- What the task asks
When you reach the line that has "- Sandbox initialization" in the material below, reproduce it and each line after it exactly, through the last one.

- Data for processing
PR #6095, opened 2025-12-12
feat: add mcp app renderer

aharvard:
## Summary

Implements the **front-end foundation for MCP Apps** in Goose Desktop, following the [MCP Apps specification](https://github.com/modelcontextprotocol/ext-apps/blob/main/specification/draft/apps.mdx). This PR sets up the rendering infrastructure, communication bridge, and mock handlers—preparing for a subsequent PR that will connect to actual MCP server resources.

Related: https://github.com/block/goose/discussions/6069

### New Components (`ui/desktop/src/components/McpApps/`)

- **`McpAppRenderer.tsx`** — Renders MCP App UI resources in sandboxed iframes with security boundaries
- **`useSandboxBridge.ts`** — React hook managing the postMessage-based JSON-RPC 2.0 communication between host (Goose) and guest (iframe), including:
  - Sandbox initialization lifecycle (`sandbox-ready` → `initialize` → `initialized`)
  - Host context propagation (theme, viewport, locale, timezone, platform)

- Your solution
  - Sandbox initialization lifecycle (`sandbox-ready` → `initialize` → `initialized`)
  - Host context propagation (theme, viewport, locale, timezone, platform)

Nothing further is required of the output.